Recycling - Upcycling

The conventional recycling mostly ends in down cycling

Maintaining the quality of materials and to integrate them into product design over multiple live cycles, remains to be an enormous challenge.

 

The conventional recycling mostly ends in down cycling, whereas inevitable residues remain and decreased quality occurs. Cradle to Cradle® however searches for strategies, how materials can remain in closed loops without loosing the quality of the materials.

Downcycling – Downcycling quality on the timeline.
Cradle to Cradle® – Cycling effective resources saving and resources conservation.


Cradle to Cradle®: materials remains in closed loops without loosing the quality of the materials.
Cradle to Cradle® and the circular economy approach

Circular Economy

The circular economy approach analyses the economics of recycling within a value added chain with the result to generate the recovered material as recycling revenues of materials in a mass material stream.
Cradle to Cradle® defines a quality preserving as well as an economical sound cycling revenue in the added value chain. The material reutilization of cyclable Cradle to Cradle® products enables to generate ideally revenues close to the acquisition price of materials. In case additional processing or cleaning costs occur, the material expenses are in any case lower than the market price.
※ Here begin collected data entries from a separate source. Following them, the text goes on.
Issue #5385, opened 2018-05-25
Add resource server support for multiple trusted JWT access token issuers


dyroberts:
### Summary

Add resource server support for multiple trusted JWT access token issuers

### Actual Behavior

Presently we can configure a resource server's trusted jwt token issuer like:

`security.oauth2.resource.jwt.keyUri=...`
or
`security.oauth2.resource.jwk.keySetUri=...`

### Expected Behavior

I'd like to suggest supporting something like (switching to yml):

```
security:
  oauth2:
    resource:
      issuers:
        issuer1:
          keyUri: ...
          issuerClaim: ...
        issuer2:
          keySetUri: ...
        issuer3:
          keyValue: ...
```
Note the optional issuerClaim for verification against the 'iss' claim, optionally.

jgrandja:
The key question to ask the UAA team is the `kid` unique across identity zones?

jgrandja:
@jzheaux Has this been solved via #5351?

jzheaux:
@jgrandja good question - it's certainly possible via #5351 but it would not be very efficient. The resulting `AuthenticationManagerResolver` would need to parse the JWT and select the appropriate `JwtAuthenticationManager` instance accordingly, at which point it would be parsed again by the underlying `JwtDecoder`.

It seems to me that a `JwtDecoder` implementation may be better suited for this use case. 

The `AuthenticationManagerResolver` is suitable for aspects of the request that are immediately obtainable, like a path, a header, or a subdomain.

jzheaux:
Closed via de87675

cadethacker:
Sorry to comment on an older issue, but one point of confusion.  The OP asked about defining multiple authorization services via the yaml/config.  I spent a good bit of time coding up support [by using the docs](https://docs.spring.io/spring-security/site/docs/current/reference/html5/#oauth2resourceserver-multitenancy) (very good BTW) and it works, but...

I still didn't see a clear answer in this issue on if the yaml/config support multiple authorization server by issuer yet as per the OP question. I know I can code it, but can I config it :D

jzheaux:
@cadethacker you are correct, YAML config is not supported for multiple issuers.

cadethacker:
huge thank you @jzheaux for the clarification. Is there a correct way to request this as a feature?  I think this would be a great addition to Spring Security especially in the awesome work for the entire 5 series.   I'm happy to hack on it, but no clue where to start.  If you can give me a compass heading and a shove in the right direction.

[...]

PR #6563, opened 2019-02-26
Multi tenancy for Resource Server

jzheaux:

### DIFF
--- a/samples/boot/oauth2resourceserver-multitenancy/src/main/java/sample/OAuth2ResourceServerSecurityConfiguration.java
+++ b/samples/boot/oauth2resourceserver-multitenancy/src/main/java/sample/OAuth2ResourceServerSecurityConfiguration.java
@@ -1,0 +1,81 @@
+/*
+ * Copyright 2002-2019 the original author or authors.
+ *
+ * Licensed under the Apache License, Version 2.0 (the "License");
+ * you may not use this file except in compliance with the License.
+ * You may obtain a copy of the License at
+ *
+ *      https://www.apache.org/licenses/LICENSE-2.0
+ *
+ * Unless required by applicable law or agreed to in writing, software
+ * distributed under the License is distributed on an "AS IS" BASIS,
+ * WITHOUT WARRANTIES OR CONDITIONS OF ANY KIND, either express or implied.
+ * See the License for the specific language governing permissions and
+ * limitations under the License.
+ */
+package sample;
+
+import java.util.HashMap;
+import java.util.Map;
+import java.util.Optional;
+import javax.servlet.http.HttpServletRequest;
+
+import org.springframework.beans.factory.annotation.Value;
+import org.springframework.context.annotation.Bean;
+import org.springframework.security.authentication.AuthenticationManager;
+import org.springframework.security.authentication.AuthenticationManagerResolver;
+import org.springframework.security.config.annotation.web.builders.HttpSecurity;
+import org.springframework.security.config.annotation.web.configuration.EnableWebSecurity;
+import org.springframework.security.config.annotation.web.configuration.WebSecurityConfigurerAdapter;
+import org.springframework.security.oauth2.jwt.JwtDecoder;
+import org.springframework.security.oauth2.jwt.JwtProcessors;
+import org.springframework.security.oauth2.jwt.NimbusJwtDecoder;
+import org.springframework.security.oauth2.server.resource.authentication.JwtAuthenticationProvider;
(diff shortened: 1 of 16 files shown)


jzheaux:
@rwinch I'm using only `AuthenticationManager` to support multi-tenancy. The reason is because it's possible for `Authentication` to contain all the necessary information to resolve tenant differences.

Originally, I tried out an `AuthenticationManagerResolver.resolve(HttpServletRequest)`, though I'm of the mind that there's value in this interface not being tied to the request. In my experimentation with alternatives, it was simpler (no new interfaces) to simply allow the user to supply a custom `AuthenticationManager` and a custom `AuthenticationDetailsSource`.

This has a nice cognate on the reactive side, injecting a custom `ServerAuthenticationConverter` to get an `Authentication`, and then send that `Authentication` to a custom `ReactiveAuthenticationManager`. 

I'm open to discussion here, of course.

jgrandja:
Related #5385

samples/boot/oauth2resourceserver-multitenancy/src/main/java/sample/OAuth2ResourceServerSecurityConfiguration.java
```diff
@@ -0,0 +1,83 @@
...
+		JwtDecoder jwtDecoder = new NimbusJwtDecoder(JwtProcessors.withJwkSetUri(this.jwkSetUri).build());
+		return new JwtAuthenticationProvider(jwtDecoder);
+	}
+
+	OAuth2IntrospectionAuthenticationProvider opaque() {
+		return new OAuth2IntrospectionAuthenticationProvider(this.introspectionUri, "client", "secret");
+	}
+
+	AuthenticationDetailsSource<HttpServletRequest, ?> authenticationDetailsSource() {
+		return request -> request.getPathInfo().split("/")[1];
```
jgrandja: @jzheaux I don't think it makes sense to use `AuthenticationDetailsSource` for extracting the tenant info. In this example, `AuthenticationManager` indirectly relies on `HttpServletRequest` which is not the intended design for `AuthenticationManager` as it's not meant to be tied to the web-tier - it should work on a desktop application for example.

Also, the tenant info may come from a request parameter so I'm not sure how this would work with the current setup.

Either way, I feel we need to extract the tenant info in the web-tier and populate it with a new impl of  `Authentication` that is passed into `AuthenticationManager`. We may even consider a new type that is populated in a `AuthenticationDetailsSource`? I just think we should leave the extracting of the tenant info in the web-tier - `Filter` or something similar.

jzheaux: > In this example, `AuthenticationManager` indirectly relies on `HttpServletRequest`

What do you mean that it is indirectly reliant? By that same logic, isn't it also indirectly reliant on `HttpServletRequest` because of the bearer token resolver? No web-ness makes it down into the authentication manager. We just have a tenantId that so happens to be the path.

This also happens on the reactive side. The `AuthenticationWebFilter` calls a `ServerAuthenticationConverter`, which takes a `request` and returns an `Authentication`, which is then passed to a manager.

> We may even consider a new type that is populated in a `AuthenticationDetailsSource

A stronger type may be in order, as you said, though. Calling `setDetails(Object)` doesn't offer any type safety, nor any direction on what ought to go there. However, I don't think that I'd want to enforce it at the setter level. For example, I wouldn't want to do this:

```java
public void setAuthenticationDetailsSource
    (AuthenticationDetailsSource<HttpServletRequest, Tenant>)
```

Since there are certainly other scenarios where the user would like to provide details in the `Authentication` object.

> I just think we should leave the extracting of the tenant info in the web-tier - `Filter` or something similar.

Just to be clear, this is already technically the case since the filter calls `source.buildDetails` before invoking the authentication manager. But, I'm thinking you are calling out something more nuanced than that.

jgrandja: @jzheaux Regarding my comment

> `AuthenticationManager` indirectly relies on `HttpServletRequest` which is not the intended design...

Please ignore as I misinterpreted the implementation on my initial look. All seems fine. Actually, I like the fact that you're leveraging `Authentication.details` to store the tenant info. This allows for an easy integration.

I'm wondering if it makes sense to leverage (or extend) `WebAuthenticationDetailsSource` and store the tenant info in `WebAuthenticationDetails` or subclass of it?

The 4th dimension: from the linear to the cyclic material cycle

Traditionally, product design is based on optimizing functionality (technical and aesthetic performance) and manufacturing costs. Typically, three dimensions of a product are considered: height, length and width, or performance, aesthetics, price. However, a product is embedded in streams of material that move along a predetermined path that begins with the "picking", the "making" leads, and ends with the "throwing away" - with waste - unless the receipt of resources as additional Cradle to Cradle® design systematically integrates the production and distribution chain, so-called "time", as the fourth dimension of product quality. Materials are transformed and modified at various stages along these chains. Thus, a previously linear flow of material is converted into a cyclic. In this way, the value of all materials in biological or technical circuits is preserved.

Differentiation: Quality equal Quantity

Cradle to Cradle® Design transmits the principle “Quality equal Quantity” to industrial systems. Materials together with material flows are designed to be beneficial and useful for the regeneration and conservation of biological and technical resources. This approach liberates from the present obligation to diminish, reduce or slow down the need to negative environmental impacts.